How in the world do you say no to that boy? Look at those eyes! He's adorable!


----------



## Jazz & Jules (Feb 25, 2007)

OMG! That's hilarious!


----------



## Heidi36oh (Feb 27, 2007)

OMG, fill that pool for him, look at those eyes..LOL


----------



## TheHooch (May 9, 2007)

Heyyyyyyy my boy!!!!!!!!!


----------



## olik (Apr 13, 2008)

Ok,mom,it too funny.Turn the pool rigth way and put some water for a boy.LOL


----------



## ShadowsParents (Feb 27, 2007)

Did you give in to that precious face and fill it???


----------



## Maggies mom (Jan 6, 2006)

ShadowsParents said:


> Did you give in to that precious face and fill it???


Nope... it gets filled today.


----------



## Maggies mom (Jan 6, 2006)

mylissyk said:


> How in the world do you say no to that boy? Look at those eyes! He's adorable!
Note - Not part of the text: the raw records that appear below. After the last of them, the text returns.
PR #1361, opened 2019-06-17
[feature]: Add height to `makeUrl` and enforce crop in middleware if provided

### LINKED ISSUE #1359: [feature]: Image middleware should allow `height` and `crop`
The product images from sample data are 25:31 ratio.
The placeholder image we use is 4:5.

This is a difference of only a few pixels but it leads to a poor UX where we sometimes have a placeholder image that is too large (ie. on the category page) or we have a UI that "shifts" down/up when we render a placeholder and then replace it with the product image (ie. on the pdp).

I would like to allow our image resizer (sharp middleware) to crop/resize based on a height parameter. Currently we only pass the width and let it resize to the width based on the image's original ratio.

Ideally we would have sample data and a placeholder that have identical ratios but apparently it is difficult to regenerate/remake sample data and the smallest ratio that would match our sample data is `370:379` 🤣 

**Additional context**
[Image from Gyazo](https://gyazo.com/cf52b9b14184d77d5b6f8043db4922f4)

- [x] `venia-concept`
- [x] `pwa-buildpack`
- [ ] `peregrine`
- [ ] `pwa-devdocs`
- [ ] `upward-js`
- [ ] `upward-spec`

sirugh:
## Description
The product images from sample data are 25:31 ratio.
The placeholder image we use is 4:5.

This is a difference of only a few pixels but it leads to a poor UX where we sometimes have a placeholder image that is too large (ie. on the category page) or we have a UI that "shifts" down/up when we render a placeholder and then replace it with the product image (ie. on the pdp).

I made a change here to the `makeUrl` to accept a `height` param. I also added some logic to our middleware to now enforce `crop` if both height and width are provided.

To understand these changes consider the following. Say we have an image with ratio 25:31 (as is our sample data) and we want to size it. The following now can happen:

a) Using `width=640`, sharp and fastly will scale to `640x796` because they retained the aspect ratio.
b) Using `width=640&height=800`, fastly will scale to `640x800` but sharp will scale to `645x800` because of the `fit: outside` [prop](https://github.com/magento-research/express-sharp/blob/develop/lib/transform.js#L23) used. Now, with these changes sharp will scale and then crop to `cover` the provided height and width.

If a user wants to retain the aspect ratio of the image using either fastly or our express-sharp, they can still just pass `width`.

Read more here:
[sharp resize](https://sharp.pixelplumbing.com/en/stable/api-resize/)
[fastly](https://docs.fastly.com/api/imageopto/width)

## Related Issue

Closes #1359 .

## Verification Steps

1. Go to the category page and notice that the images are sized correctly and there is no overflow from the placeholder!
2. Update your backend url to one of our cloud instances with fastly enabled. I can give you a URL if you need one. Then set `IMAGE_OPTIMIZING_ORIGIN="backend"` in your `.env` and re-run your server.
3. Go back to the category page and images should still be sized correctly.

## How have YOU tested this?

I made a change to the category page `GalleryItem` which is only _one_ implementation of `makeUrl`. Ideally we would just us these changes elsewhere when we identify a problem.

In the BEFORE screenshot notice the grey rectangle below the product images.
BEFORE
[Image from Gyazo](https://gyazo.com/cf52b9b14184d77d5b6f8043db4922f4)
AFTER
[Image from Gyazo](https://gyazo.com/ff8a21b3f4c7a55a3f7d04ce62782d9c)

## Checklist:


zetlen:
The URLs made by `makeUrl` need to adhere to the [Fastly image opto](https://docs.fastly.com/api/imageopto/crop) query parameter API. That's why we have the rewrite function in `addImgOptMiddleware` that transforms `makeUrl` URLs into the kind that `express-sharp` can understand.

The reason we follow Fastly's image opto API is that we want our customers to be on Enterprise Cloud and to have Fastly IO enabled; that should be the "happy path" and the simplest thing. In that simplest case, Fastly takes over all the image manipulation (and it's super fast at it). Since Fastly is an external service and our express-sharp implementation is an internal one, we can freely mess with the `addImgOptMiddleware` public API.

So you just gotta change so `makeUrl` outputs a `crop` parameter adhering to the Fastly spec linked above. It can be internal to `makeUrl` if you want.

Test it by connecting your local instance to one of our [Fastly-enabled Enterprise Cloud shops](https://wiki.corp.magento.com/display/FF/PWA+Cloud+Instances). Then set the env var `IMAGE_OPTIMIZING_ORIGIN=backend` and it'll render media URLs at the attached store base domain, instead of your local. Then you should see Fastly in operation (and you can confirm it by looking at response headers).

packages/pwa-buildpack/src/Utilities/addImgOptMiddleware.js
```diff
@@ -90,6 +100,10 @@ https://github.com/nodejs/node-gyp#installation`
             if (incomingQuery.auto === 'webp') {
                 params.set('format', 'webp');
             }
+            if (incomingQuery.crop === 'true') {
+                params.set('true', 'crop');
```
sirugh: o.o How did this get switched...

sirugh:
Looks like Fastly is actually a good citizen when it comes to resizing. When you give a height and width that don't match the aspect ratio they must resize the image automatically whereas express-sharp retains the aspect ratio and matches the latter param (height). So what I need to do is figure out if there is a way to get express-sharp to resize in the same way that fastly does (looks like crop is the answer right now).

packages/pwa-buildpack/src/Utilities/addImgOptMiddleware.js
```diff
@@ -70,12 +70,22 @@ https://github.com/nodejs/node-gyp#installation`
...
 
-            const rewritten = new URL(
-                `https://0.0.0.0/resize/${incomingQuery.width}`
-            );
+            const { width, height } = incomingQuery;
+            let rewrittenUrl = 'https://0.0.0.0/resize/';
 
+            if (width) {
+                rewrittenUrl += `${width}/`;
+            } else {
```
tjwiebell: This section seems unreachable given the check on 132. Can simplify and remove.

sirugh: What check are you referencing? If you request with `height=300` and no width this will error.

tjwiebell: https://github.com/magento-research/pwa-studio/pull/1361/files#diff-4038ce758492d17b6add3daa61c02f5eR132

It won't enter this function w/o width.

sirugh: Oh haha nice catch.

sirugh:
@tjwiebell addressed feedback. Please move to Ready for QA if it looks good!

dpatil-magento:
@sirugh Other than below observations rest all looks good.
1. Image size is now 300x375  vs 300x372   on `develop` branch.
2. Horizontal border between image and the product name is missing on this branch compared to `develop`

sirugh:
> Image size is now 300x375 vs 300x372 on develop branch.

Expected, we are now requesting `height` and `width`. Glad you caught it though ;) 

> Horizontal border between image and the product name is missing on this branch compared to develop

So that's not actually an intentional border. It is the overlap of the placeholder that is sized slightly too large and ends up showing a bit below the full image.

He got his wish this morning ...the pool is filled and hes been in it all day...


----------



## AndyFarmer (Jul 9, 2007)

Finally!!!!!!!!!!!!


----------



## Maggies mom (Jan 6, 2006)

AndyFarmer said:


> Finally!!!!!!!!!!!!


Had to wait .. Have a dog with stitches , remember??????


----------



## goldensmum (Oct 23, 2007)

You are so cruel making that gorgeous boy wait. I think he needs to have a word with Quinn about water. He is such a wuss


----------



## Maggies mom (Jan 6, 2006)

goldensmum said:


> You are so cruel making that gorgeous boy wait. I think he needs to have a word with Quinn about water. He is such a wuss


You might like it better your way.... Cruiser will, if he gets a chance play in the toilet, water bowl, he knows how to open the shower doors so its fair game if your in the shower, he knows how to hit the water lever on the fridge...:uhoh::uhoh::uhoh:


----------



## sharlin (Feb 26, 2007)

C'mon somebody------turn on the hose!!!!!!!!!!!!!!!


----------



## Lego&Jacub (Jul 18, 2006)

LOL... I used to put my pool upside down too in order to keep it dry when not in use. I had to stop doing it b/c Sawyer thought it was a fab. new toy that krinkles!!!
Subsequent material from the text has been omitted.